I think Hornet knows that he was just using it as a comparison to show the mark up over raw materials for other items on the market.

That is one of the biggest misconceptions in this sport. First off most people don't realize that most of the archery manufactures are nothing more than a small home based business operating out of a garage, or a rented space. Most are run by a very small number of people (in many cases no more than 2 or 3)
Even though mark ups can appear to be high in many cases the manufacture makes less off his product than dealers or shops make for selling it. We have overhead to cover, materials to stock, machines to buy and maintain, employees to pay, taxes to pay. Then factor in returns, products that don't pass quality inspection and have to be scrapped and rebuilt. In many cases manufactures on these small levels have to strive to break even some months.
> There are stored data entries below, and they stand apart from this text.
PR #434, opened 2020-03-04
Refactor HLSL

daleeidd:
Continues on from #414

The main changes:
- Uses the constant buffer macros from `HLSLSupport.cginc` in compute shaders. Removes the ones I defined.
- Adds a function to sample the clip surface shader for SG
- Parity a few more constant buffer with downstream

I fixed a few warnings/errors that came up when checking against different graphics APIs. The Vulkan one is "Unknown Type Error".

We have to be able to make a living doing what we do, and prices have to reflect both profits, and losses in order for us to do so.
Sure a stabilizer could be built with under 100.00 in raw material, but factor in the electricity used, the man power used, the machines that had to be bought, and maintained in order to build the stabilizer, taxes, ect...... then figure the dealer you are buying it off of needs to mark it up around 30% to make his profit to pay his overhead, and feed his familly, it all starts adding up fast.
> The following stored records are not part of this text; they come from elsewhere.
PR #435, opened 2020-03-07
Use displacement for clip surface convex hull

daleeidd:
Before, the CSCH (clip surface convex hull) appeared to work pretty well. But once there was enough waveform displacement, due to chop and possibly other sources, the clipped area would become less accurate to the point where it would no longer appear.

This samples the displacement using the same code as the query displacement compute shader. Four iterations works well when testing which is what the other shader used too. I am not sure how we should set the minimum slice. I found that two was a good value. But it should probably be influenced by `_TexelsPerWave`?

I will need to add some documentation. Should I delete the old function (the first `SampleOceanDataAtWorldPosition`)?

### DIFF
--- a/crest/Assets/Crest/Crest/Scripts/LodData/RegisterLodDataInput.cs
+++ b/crest/Assets/Crest/Crest/Scripts/LodData/RegisterLodDataInput.cs
@@ -10,7 +10,7 @@ namespace Crest
 {
     public interface ILodDataInput
     {
-        void Draw(CommandBuffer buf, float weight, int isTransition);
+        void Draw(CommandBuffer buf, float weight, int isTransition, int lodIdx);
         float Wavelength { get; }
         bool Enabled { get; }
     }
@@ -53,11 +53,14 @@ namespace Crest
             }
         }
 
-        public void Draw(CommandBuffer buf, float weight, int isTransition)
+        public void Draw(CommandBuffer buf, float weight, int isTransition, int lodIdx)
         {
             if (_renderer && weight > 0f)
             {
                 _materials[isTransition].SetFloat(sp_Weight, weight);
+
+                _materials[0].SetInt(LodDataMgr.sp_LD_SliceIndex, lodIdx);
+                _materials[1].SetInt(LodDataMgr.sp_LD_SliceIndex, lodIdx);
 
                 buf.DrawRenderer(_renderer, _materials[isTransition]);
             }
--- a/crest/Assets/Crest/Crest/Scripts/LodData/RegisterLodDataInput.cs
+++ b/crest/Assets/Crest/Crest/Scripts/LodData/RegisterLodDataInput.cs
@@ -58,9 +58,7 @@ namespace Crest
             if (_renderer && weight > 0f)
             {
                 _materials[isTransition].SetFloat(sp_Weight, weight);
-
-                _materials[0].SetInt(LodDataMgr.sp_LD_SliceIndex, lodIdx);
-                _materials[1].SetInt(LodDataMgr.sp_LD_SliceIndex, lodIdx);
+                _materials[isTransition].SetInt(LodDataMgr.sp_LD_SliceIndex, lodIdx);
 
                 buf.DrawRenderer(_renderer, _materials[isTransition]);
             }
--- a/crest/Assets/Crest/Crest/Shaders/OceanHelpersDriven.hlsl
+++ b/crest/Assets/Crest/Crest/Shaders/OceanHelpersDriven.hlsl
@@ -36,7 +36,7 @@ half4 SampleOceanDataAtWorldPosition(in Texture2DArray i_oceanData, in const flo
 }
 
 // Used to get the world position of the ocean surface from the world position by using fixed-point iteration
-float3 SampleOceanDataAtWorldPosition(in const Texture2DArray i_oceanData, in const float3 i_positionWS, in const uint i_iterations)
+float3 SampleOceanDataDisplacedToWorldPosition(in const Texture2DArray i_oceanData, in const float3 i_positionWS, in const uint i_iterations)
 {
 	float3 undisplacedPosition = InvertDisplacement(i_oceanData, _LD_Pos_Scale[_LD_SliceIndex], _LD_Params[_LD_SliceIndex], _LD_SliceIndex, i_positionWS, i_iterations);
 	return SampleOceanDataAtWorldPosition(i_oceanData, undisplacedPosition);
--- a/crest/Assets/Crest/Crest/Shaders/OceanHelpersDriven.hlsl
+++ b/crest/Assets/Crest/Crest/Shaders/OceanHelpersDriven.hlsl
@@ -35,4 +35,59 @@ half4 SampleOceanDataAtWorldPosition(in Texture2DArray i_oceanData, in const flo
 	return result;
 }
 
+float3 SampleOceanDataAtWorldPosition
+(
+	in const Texture2DArray i_oceanData,
+	in const float2 i_positionXZWS,
+	in const float i_minSlice
+)
+{
+	uint slice0, slice1;
+	float lodAlpha;
+	PosToSliceIndices(i_positionXZWS, _MeshScaleLerp, i_minSlice, slice0, slice1, lodAlpha);
+
+	const float wt_smallerLod = (1. - lodAlpha) * _LD_Params[slice0].z;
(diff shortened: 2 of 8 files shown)


huwb:
This clip shader+geo will be rendered into a particular slice, so there shouldn't be a need for specifying min slice or the code to compute the slice index - the slice index should be known at draw time.

I looked around for existing input shaders that use the slice index but the only one was the gerstner, and the gerstner script sets it (ShapeGerstnerBatched.cs:388).

I think we could add it for generic ocean inputs. I think that means perhaps adding an argument LodIdx to RegisterLodDataInputBase.Draw , and then setting the lod index on the material similar to how its set in the gerstner script above.

Then you should be able to get the lod index directly similar to how AnimWavesGerstnerBatch gets it.

daleeidd:
Thank you. That has improved everything significantly.

crest/Assets/Crest/Crest/Scripts/LodData/RegisterLodDataInput.cs
```diff
@@ -53,12 +53,15 @@ protected virtual void Start()
...
         }
 
-        public void Draw(CommandBuffer buf, float weight, int isTransition)
+        public void Draw(CommandBuffer buf, float weight, int isTransition, int lodIdx)
         {
             if (_renderer && weight > 0f)
             {
                 _materials[isTransition].SetFloat(sp_Weight, weight);
 
+                _materials[0].SetInt(LodDataMgr.sp_LD_SliceIndex, lodIdx);
```
huwb: would only this suffice:
`_materials[isTransition].SetInt(LodDataMgr.sp_LD_SliceIndex, lodIdx);`

daleeidd: Thanks

daleeidd:
I think it is ready to merge if you do. Checked against DirectX/Metal/Vulcan and tested on Windows standalone. Feel free to do it if you want it part of the upcoming release and I don't do it in time.

crest/Assets/Crest/Crest/Shaders/OceanHelpersDriven.hlsl
```diff
@@ -35,4 +35,20 @@ half4 SampleOceanDataAtWorldPosition(in Texture2DArray i_oceanData, in const flo
...
 
+// Used to get the world position of the ocean surface from the world position by using fixed-point iteration
+float3 SampleOceanDataAtWorldPosition(in const Texture2DArray i_oceanData, in const float3 i_positionWS, in const uint i_iterations)
+{
+	const float3 queryPositionXZ = i_positionWS.xyz;
+
+	float3 undisplacedPosition = queryPositionXZ;
+	for (uint i = 0; i < i_iterations; i++)
+	{
+		const float3 displacement = SampleOceanDataAtWorldPosition(i_oceanData, undisplacedPosition);
```
huwb: I think this may still do unnecessary work = a lod alpha will be computed (in SampleOceanDataAtWorldPosition), and lods being interpolated. I was hoping instead of calling this function, it would simply sample the lod slice directly, so this line would become:

`const float3 displacement = i_oceanData.SampleLevel( ... , WorldToUV(...));`

thinking about it, should we separate the iteration out, for example make a helper function called `InvertDisplacement(float3 displacedPosition)` or such which is specific to displacements and returns the undisplaced position given a displaced position? just wondering as this operation might be reusable elsewhere.

sorry to send you around the houses instead of giving you more specific instruction in the first place!

crest/Assets/Crest/Crest/Shaders/OceanInputs/Resources/ClipSurfaceConvexHull.shader
```diff
@@ -25,6 +25,10 @@ Shader "Crest/Inputs/Clip Surface/Convex Hull"
 			#include "../../OceanHelpersNew.hlsl"
 			#include "../../OceanHelpersDriven.hlsl"
 
+			CBUFFER_START(CrestPerOceanInput)
+			uint _DisplacementSamplingIterations;
```
huwb: Side note - this will stop the loop getting unrolled and potentially make the iteration more expensive. However, how much more expensive depends on hardware and i don't think the clip data is going to render tons of pixels (the lods are modest in resolution and number), and if you feel this is a useful control then lets keep it.

crest/Assets/Crest/Crest/Shaders/OceanHelpersDriven.hlsl
huwb: if the above does work out, i'll be curious if it can be moved to *OceanHelpers.hlsl* , rather than the *Driven* version, by passing in the slice index and any other driven data as arguments. Only because then its dependencies are straightforward and clear and it can be used outside of 'driven' cases.

daleeidd: So if I change to that line I won't have to sample two scales/textures?

crest/Assets/Crest/Crest/Shaders/OceanInputs/Resources/ClipSurfaceConvexHull.shader
daleeidd: I see. Thanks. I am happy to have it reverted. The `uint` on the C# property is enough.

crest/Assets/Crest/Crest/Shaders/OceanHelpersDriven.hlsl
huwb: Yeah it should in theory just stay within one lod.

i'm waiting to see what happens at the boundaries, which could displace off-texture. i *think* it won't cause issues but we'll see how it pans out. in the worst case we'll need to revert it back to how you have it now, but i think its worth trying this simplification to avoid sampling two textures for every iteration.

crest/Assets/Crest/Crest/Shaders/OceanInputs/Resources/ClipSurfaceConvexHull.shader
daleeidd: I completely misinterpreted that. Would be good to keep it. Sometimes a value of 10 greatly improves the hole.

daleeidd: I completely misinterpreted that. Would be good to keep it. Sometimes a value of 10 greatly improves the hole.

huwb: Ah fair let's keep it then

daleeidd: On further testing, ten is only for very extreme waves which I don't think anyone would use since they look broken.

We could replace it with an enum (DisplacementSamplingQuality: Low = 0, Medium = 4, High = 8)? Would duplicating the loop and selecting the right one with an if-else be a better alternative?

crest/Assets/Crest/Crest/Shaders/OceanHelpersDriven.hlsl
daleeidd: I pushed the change. Let me know if I interpreted you correctly.

crest/Assets/Crest/Crest/Shaders/OceanInputs/Resources/ClipSurfaceConvexHull.shader
huwb: Yeah maybe that is a good shout. Its hard to know if it will be faster but it seems like a reasonable approach.

crest/Assets/Crest/Crest/Shaders/OceanHelpersDriven.hlsl
huwb: Yeah looks great! My only remaining doubt is the two functions with the same name `SampleOceanDataAtWorldPosition` differing only in args. Trying to think if we can differentiate them. `SampleOceanDataDisplacedToWorldPosition` maybe?

daleeidd: Sure. Done (hopefully renamed, the right one)

huwb: looks good nice one

huwb:
Thanks dale!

If your just building 1 for yourself or for your buddies, and you have access to the machines needed to take on the task then yes it seems much cheaper. But if your building them to make a living, and building 100's of bars per day you need multiple machines that your going to have to buy, and maintain (that alone can cost several million dollars ) you have to mark up the product enough to cover the cost of production (not just materials) and make enough to pay the bills, and put food on the table.


----------



## ebonarcher (Mar 2, 2008)

Just remember that because you can make it, does not mean you can sell it.
If you infringe on an existing patent you'll have a new worry than just over paying.
I'm not trying to accuse you or threaten you. I do know that it seems anything that's machined for archery seems to be done at a premium as though we the buyers are too stupid to make our own and over charged by a lot.
Not only does it keep use limited in what we can afford but the excessively high prices are limiting what many small shops can carry because they cannot afford to stock more than just a few items.


----------



## BOWGOD (Aug 11, 2004)

Just to go with my last post. I just went back, and checked my books for the last year. Over the course of the year I only kept 27.9% of my total income. 
31.8% went to cover materials, and the other 40.3% went to machines, tools, shipping, promotions, advertising, charity, taxes, ect....... just to keep the business running.
So that should give a little glance at why companies must mark up their products. The percentage we actually get to keep for ourselves is very small compared to the percentage it costs us to get the product built, and on your bow. Like stated above no one here is getting rich off anybody, we are simply trying to make a living no different than the next guy.


----------



## KStover (Jan 24, 2009)

Brown Hornet said:


> First of all.... What the heck does this have to do with field? :noidea: oh that's right....nothing :doh:


It has more to do with field than a lot of your post/comments. I could go on for hours about you and your NC friends posting things that have nothing to do with field archery such as Segway racing – Do You all smell something/ (it was about apple pie!) – national and state indoor scores - are money orders save?. You went on and on about fixing your quiver, how’s that have any more to do with field than a stabilizer does? 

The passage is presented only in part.